THE TASK: Counting only the lines below that contain the word "opened", what is the total? Give it with no other words.

PROVIDED INFORMATION:
┌──

PR #2524, opened 2018-01-06
Add check and remediation for RHEL-07-040540

### LINKED ISSUE #1855: needs mapping/rule: SRG-OS-000480-GPOS-00227, SV-86901r1_rule, RHEL-07-040540 (no .shosts)

ptitoliv:
#### Description:

- OVAL check if there is any .shosts files on the file system.
- Remediation removes all the .shosts files if there is a finding.

#### Rationale:

- Fixes #1855

### DIFF
--- a/shared/checks/oval/no_user_host_based_files.xml
+++ b/shared/checks/oval/no_user_host_based_files.xml
@@ -1,0 +1,22 @@
+<def-group oval_version="5.11">
+  <definition class="compliance" id="no_user_host_based_files" version="1">
+    <metadata>
+      <title>No .shosts file deployed on the system</title>
+      <affected family="unix">
+        <platform>multi_platform_rhel</platform>
+      </affected>
+      <description>There should not be any .shosts files on the system.</description>
+    </metadata>
+    <criteria operator="AND">
+      <criterion test_ref="test_no_shosts" negate="true" />
+    </criteria>
+  </definition>
+  <unix:file_test check="all" check_existence="at_least_one_exists" comment="look for .shosts in /" id="test_no_shosts" version="1">
+    <unix:object object_ref="object_no_shosts_files_root" />
+  </unix:file_test>
+  <unix:file_object comment="look for any .shosts file on the system" id="object_no_shosts_files_root" version="1">
+    <unix:behaviors recurse="directories" recurse_direction="down" max_depth="-1" recurse_file_system="local" />
+    <unix:path operation="equals">/</unix:path>
+    <unix:filename operation="pattern match">\.shosts</unix:filename>
+  </unix:file_object>
+</def-group>
--- a/shared/checks/oval/no_user_host_based_files.xml
+++ b/shared/checks/oval/no_user_host_based_files.xml
@@ -1,4 +1,4 @@
-<def-group oval_version="5.11">
+<def-group oval_version="5.10">
   <definition class="compliance" id="no_user_host_based_files" version="1">
     <metadata>
       <title>No .shosts file deployed on the system</title>
@@ -7,11 +7,11 @@
       </affected>
       <description>There should not be any .shosts files on the system.</description>
     </metadata>
-    <criteria operator="AND">
-      <criterion test_ref="test_no_shosts" negate="true" />
+    <criteria>
+      <criterion test_ref="test_no_shosts" />
     </criteria>
   </definition>
-  <unix:file_test check="all" check_existence="at_least_one_exists" comment="look for .shosts in /" id="test_no_shosts" version="1">
+  <unix:file_test check="all" check_existence="none_exist" comment="look for .shosts in /" id="test_no_shosts" version="1">
     <unix:object object_ref="object_no_shosts_files_root" />
   </unix:file_test>
   <unix:file_object comment="look for any .shosts file on the system" id="object_no_shosts_files_root" version="1">
--- a/shared/fixes/bash/no_user_host_based_files.sh
+++ b/shared/fixes/bash/no_user_host_based_files.sh
@@ -1,2 +1,10 @@
 # platform = multi_platform_rhel
-find / -type f -name .shosts -fstype local -exec rm -f '{}' \;
+
+# Identify local mounts
+MOUNT_LIST=$(df | grep "^/dev" | awk '{ print $6 }') 
+
+# Find file on each listed mount point
+for cur_mount in ${MOUNT_LIST}
+do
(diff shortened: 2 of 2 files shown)


shared/checks/oval/no_user_host_based_files.xml
```diff
@@ -0,0 +1,22 @@
...
+    </metadata>
+    <criteria operator="AND">
+      <criterion test_ref="test_no_shosts" negate="true" />
+    </criteria>
+  </definition>
+  <unix:file_test check="all" check_existence="at_least_one_exists" comment="look for .shosts in /" id="test_no_shosts" version="1">
+    <unix:object object_ref="object_no_shosts_files_root" />
+  </unix:file_test>
+  <unix:file_object comment="look for any .shosts file on the system" id="object_no_shosts_files_root" version="1">
+    <unix:behaviors recurse="directories" recurse_direction="down" max_depth="-1" recurse_file_system="all" />
```
redhatrises: Can you change `recurse_file_system="all"` to `recurse_file_system="local"`?

ptitoliv:
@dahaic. I just rebased the branch including the changes you requested. About the remediation script you proposed, i can apply that script but in that case the remediation will be different from the check since the check is about the complete local FS whereas the remediation is only for home directories. Is it a thing allowed ?

dahaic:
@ptitoliv I am afraid that `-fstype local` does not work for me on rhel7. It won't find anything. Specification says remove this file anywhere on the system. I don't see necessity for this, but I don't know how much leeway there is. Also I am afraid I made mistake, it's not `-fstype local` which actually does not work for me on RHEL7, but `-mount`.

But again - we will have to accept that for at least DISA STIG and C2S profiles, this remediation won't work quite often (as these require `/home` on separate partition) and for CJIS, common, and RH CCP it won't work if this file exists on some mounted partition. (`/tmp` or `/var/` usually)

@redhatrises @mpreisler guys, can you take a look? What do you think?

dahaic:
Also I have noticed DISA STIG requires these files to not exist anywhere on the system. Not just in `~/.shosts` where I would expect it. I don't know how much we can diverge from it. Again - help of more experienced will be appreciated :)

shawndwells:
Could create two rules.... one that aligns w/exactly the DISA language, to be included in the disa-stig profile.

The other rule, which is a bit more sane, to be included in the other profiles like ospp.

shawndwells:
(meanwhile, +cc @tbrunell for his awareness this may be something to have disa update in their content)

ptitoliv:
@dahaic : Yeah indeed, the `-fstype local` does not work on GNU find. I think I did the PR without testing enough in blind mode sorry for that :(

Maybe we could do a smarter remediation script with a find instruction excluding known remotefs like nfs and SMBFS/CIFS and maybe also sshfs and other remote fs you could suggest :)

Or maybe a better idea : parsing /proc/mounts of df output and then just considering lines starting with /dev which normally should match only local bloc devices. With such a script, the remediation would work even when /home is mounted on a separated partition. What do you think ?

Maybe a last final ultimate solution : Do the same than the oscap OVAL probe like here ? https://github.com/OpenSCAP/openscap/blob/maint-1.2/src/OVAL/probes/oval_fts.c (Method valid_local_fs)

redhatrises:
Haven't fully tested using multiple partitions, but how about using `-xdev` or `-mount`?

shared/checks/oval/no_user_host_based_files.xml
```diff
@@ -0,0 +1,22 @@
+<def-group oval_version="5.11">
```
redhatrises: There is nothing inherently version `5.11` here, so make this `5.10`

shared/checks/oval/no_user_host_based_files.xml
```diff
@@ -0,0 +1,22 @@
...
+  <definition class="compliance" id="no_user_host_based_files" version="1">
+    <metadata>
+      <title>No .shosts file deployed on the system</title>
+      <affected family="unix">
+        <platform>multi_platform_rhel</platform>
+      </affected>
+      <description>There should not be any .shosts files on the system.</description>
+    </metadata>
+    <criteria operator="AND">
```
redhatrises: remove `operator="AND"`

shared/checks/oval/no_user_host_based_files.xml
```diff
@@ -0,0 +1,22 @@
...
+      <criterion test_ref="test_no_shosts" negate="true" />
```
redhatrises: remove `negate="true"`

shared/checks/oval/no_user_host_based_files.xml
```diff
@@ -0,0 +1,22 @@
...
+    </criteria>
+  </definition>
+  <unix:file_test check="all" check_existence="at_least_one_exists" comment="look for .shosts in /" id="test_no_shosts" version="1">
```
redhatrises: change `check_existence="at_least_one_exists"` to `check_existence="none_exist"`

dahaic:
@redhatrises neither `-mount` nor `-xdev` work with partitions :(

dahaic:
@ptitoliv inspired by your idea with '/dev/' something (which by itself won't work, because for example `/` is local, but contains all the problematic network mounts, I propose this approach:
```
# identify mounts that does not start with /dev
MOUNT_LIST=$(df | grep -v "^/dev" | awk '{ print $6 }' | tail -n +2 | tr '\n' " ")
# build find command that will skip those
PRUNE_PART=" -path $( echo ${MOUNT_LIST%?} | sed 's/ / -o -path /g')"
find / -type d \( $PRUNE_PART \) -prune -o -name ".shosts" -print
```

ptitoliv:
@dahaic. I did a little implementation with my idea actually using -xdev but for each mount point :)

It gives something like that : 

`# identify mounts that does start with /dev
MOUNT_LIST=$(df | grep "^/dev" | awk '{ print $6 }')

for cur_mount in ${MOUNT_LIST}
do
        find / -xdev -type f -name ".shosts.equiv"
done
`

I tried with an nfs server here and it seems to work for me. Can you test in your environment ?

dahaic:
@ptitoliv cleaner solution for sure :) Just a small typo - you actually don't use `cur_mount` in the example. When fixed, the snipped works perfectly for me.

ptitoliv:
@dahaic Sorry for that newbie error. I updated the script with the use of cur_mount and I directly updated the PR.

dahaic:
@ptitoliv thank you, great patch! ACK

PR #2526, opened 2018-01-09
Fix ID of RHEL6 DISA STIG Profile

yuumasato:
#### Description:

- Fix ID of RHEL6 STIG DISA Profile

#### Rationale:

- In https://github.com/OpenSCAP/scap-security-guide/pull/2376 STIG Profiles `stig-rhel6-workstation-upstream`, `stig-rhel6-server-gui-upstream`, and `stig-rhel6-server-upstream` for RHEL6 were removed and Profile `stig-rhel6-disa was introduced`. But ID for this profile remained the `stig-rhel6-server-upstream`.

Edit: actually it is the ID that remained old, not filename.

### DIFF
--- a/rhel6/CMakeLists.txt
+++ b/rhel6/CMakeLists.txt
@@ -21,7 +21,7 @@ ssg_build_html_cce_table(${PRODUCT})
 
 ssg_build_html_srgmap_tables(${PRODUCT} ${DISA_SRG_TYPE} ${DISA_SRG_VERSION})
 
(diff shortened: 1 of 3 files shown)


mpreisler:
> Profile filename was renamed but ID remained the same.

reference please

yuumasato:
PR description updated with reference.

dahaic:
Thanks Yuuma!

PR #2533, opened 2018-01-11
Added "anssi" profile to the RHEL7 product

mpreisler:
#### Description:

There are only 3 rules for now but this will enable us to collaborate on
the profile.

#### Rationale:

ANSSI is requested more and more by our users.


redhatrises:
@mpreisler there are 4 different profiles for Debian and Ubuntu. Should we also account for that here rather than just having a single ANSSI profile?

mpreisler:
@redhatrises good point, I think we should, I wasn't aware of this. I will adapt this PR accordingly.

redhatrises:
Looks good for starters. More to come I am sure. Ack.

shawndwells:
(ties to https://bugzilla.redhat.com/show_bug.cgi?id=1497415)

PR #2534, opened 2018-01-12
Small test suite tweaks

dahaic:
#### Description:

- Small tweaks of latest Test Suite update.

#### Rationale:

- Result files in profile runs were missing stage identifier
- pep8: W503 line break before binary operator

### DIFF
--- a/tests/ssg_test_suite/rule.py
+++ b/tests/ssg_test_suite/rule.py
@@ -247,8 +247,8 @@ def run_rule_checks(
     supported_and_available_remediations = set(
         script_params['remediation']).intersection(is_supported)
 
-    if (script_context not in ['fail', 'error']
-            or len(supported_and_available_remediations) == 0):
+    if (script_context not in ['fail', 'error'] or
+            len(supported_and_available_remediations) == 0):
         return success
 
     success = oscap_run_rule('remediation', 'fixed')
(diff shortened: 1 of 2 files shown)


tests/ssg_test_suite/rule.py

└──

WORKED SOLUTION: 4